The financial damage done by Baker’s order hurts minority businesses the hardest, as Bradshaw explained. “It’s highlighting something we’ve already known: it’s great to have opportunity in this industry, but without having the tools and resources for folks to run their businesses, they won’t succeed. Minority entrepreneurs in Massachusetts are especially struggling to raise the money to open doors.”

Though Massachusetts legalized recreational cannabis in November 2016 and first opened sales in fall 2018, it has been notoriously difficult for small business owners to start up in the state’s industry. It’s been especially difficult for Black and Brown entrepreneurs and those whose communities were targeted by marijuana enforcement, even though the state has created an economic empowerment and social equity program specifically designed to support such businesses.

The result has been a very white and male cannabis industry, where start-up costs in the millions of dollars have kept many out. In Massachusetts, state regulations that require cannabis businesses to also sign agreements with their local governments have also burdened people who don’t have political connections and experience. And this dynamic has played out in other legal states like California and Colorado.

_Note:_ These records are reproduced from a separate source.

Issue #1372, opened 2020-02-25
feat: add the possibility of pass a label to the ButtonMenu


TahimiLeonBravo:
As a customer, I want to have the possibility to pass a label with an icon to the ButtonMenu component

#### Specs
- [ ]  Add the ```label``` prop to the ButtonMenu. It should be of type ```node``` or ```string```
- [ ] Add the ```iconPosition``` prop to the ButtonMenu. The values to pass to this props are ```right``` and ```left``` default to ```left```
- [ ] make tests for the new functionality

#### Requirements
- [ ] as a customer if I pass only an icon then to the component the ButtonMenu should render a ButtonIcon with the icon passed.
- [ ] as a customer if I pass only a label then to the component the ButtonMenu should render a Button component with the text passed on the label.
- [ ] as a customer if I pass a label and an icon it should render a button with an icon and a text but default the icon is rendered on the left.
- [ ] as a customer if I want to pass an icon on the right side to the button I need to use ```iconPosition``` prop with ```right``` as a value.

##### buttonMenu
- [ ] should render a ButtonIcon when no label is passed
- [ ] should render a ButtonTrigger when label is passed
- [ ] should pass the right icon, label and iconPosition to ButtonTrigger
##### buttonTrigger
- [ ] should render a Button with label only when no icon is passed
- [ ] should render a Button with label and left icon when iconPosition value is different from ```right```
- [ ] should render a Button with label and right icon when iconPosition value is ```right```

PR #1397, opened 2020-03-08
feat: add the possibility of pass a label to the ButtonMenu

HellWolf93:
fix: #1372

- Add the label prop to the ButtonMenu. It should be of type node or string
- Add the iconPosition prop to the ButtonMenu. The values to pass to this props are right and left default to left 

##### buttonMenu
- [ ] should render a ButtonIcon when no label is passed
- [ ] should render a ButtonTrigger when label is passed
- [ ] should pass the right icon, label and iconPosition to ButtonTrigger
##### buttonTrigger
- [ ] should render a Button with label only when no icon is passed
- [ ] should render a Button with label and left icon when iconPosition value is different from ```right```
- [ ] should render a Button with label and right icon when iconPosition value is ```right```
____


TahimiLeonBravo:
@HellWolf93 let's change the current ```buttonVariant``` description by 
```The variant changes the look of the button. Accepted variants include base, brand, success, destructive, neutral, outline-brand, border, border-filled, inverse and border-inverse.

One of: base, brand, success, destructive, neutral, outline-brand, border, border-filled, border-inverse, inverse
```

src/components/ButtonMenu/index.js
```diff
@@ -37,31 +44,38 @@ export default function ButtonMenu(props) {
...
+     * This value defaults to left. */
+    iconPosition: PropTypes.oneOf(['left', 'right']),
     /** The content of the ButtonMenu. Used to render the menuItem elements
      * when the ButtonMenu is open. */
     children: PropTypes.oneOfType([PropTypes.arrayOf(PropTypes.node), PropTypes.object]),
-    /** The variant changes the look of the button. Accepted variants include base,
-     * brand, success, border, border-filled, bare-inverse, and inverse.
-     * This value defaults to border-filled. */
+    /** The variant changes the look of the button.
+     * Accepted variants include base, brand, success, destructive, neutral, outline-brand, border, border-filled, inverse and border-inverse. */
```
TahimiLeonBravo: Let's add ``This value defaults to border-filled.`` to the end of the description.

src/components/ButtonMenu/buttonTrigger.js
```diff
@@ -0,0 +1,39 @@
...
+import RenderIf from '../RenderIf';
+
+export default function ButtonTrigger(props) {
+    const { label, icon, iconPosition, ...rest } = props;
+    const hasLeftIcon = iconPosition !== 'right';
+
+    const marginClass = hasLeftIcon ? 'rainbow-m-right_xx-small ' : 'rainbow-m-left_xx-small ';
+    const className =
+        icon && icon.props.className ? marginClass.concat(icon.props.className) : marginClass;
+    const iconElement = icon !== null ? React.cloneElement(icon, { className }) : null;
```
LeandroTorresSicilia: This implies that the user should be responsible to pass an icon that have the className prop passed as className attr to its container. Since we should not depend on this let's add a wrapper element to the icon with the margin styles.
Also, note that we use styled-components for all our styles (https://styled-components.com/).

So what do you do if you can’t compete with corporate, multi-state or multi-national cannabis companies? Build weed co-ops, says Sonia Erika, who co-founded the cannabis advocacy and lobbying group the Massachusetts Recreational Consumer Council in 2016, and currently works as a cooperative business developer at the Center for Family Life in Brooklyn, New York.

“When we talk about weed co-ops, it’s not just retailers and farmers,” Erika said. “It also means people producing equipment and the whole cannabis supply chain. In a co-op ecosystem, different businesses in different industries cooperate and help each other.”

Worker co-ops are organizations where each worker is also an owner, and has a vote in how the company is run. Members of co-ops may benefit from equal sharing of profits, equal treatment of groups like racial minorities, LGBTQ folks, or undocumented immigrants, and other forms of mutual support for members and their communities. Every co-op is different, and makes its own rules or by-laws, though there are a set of core values—‘the seven cooperative principles’—they abide by.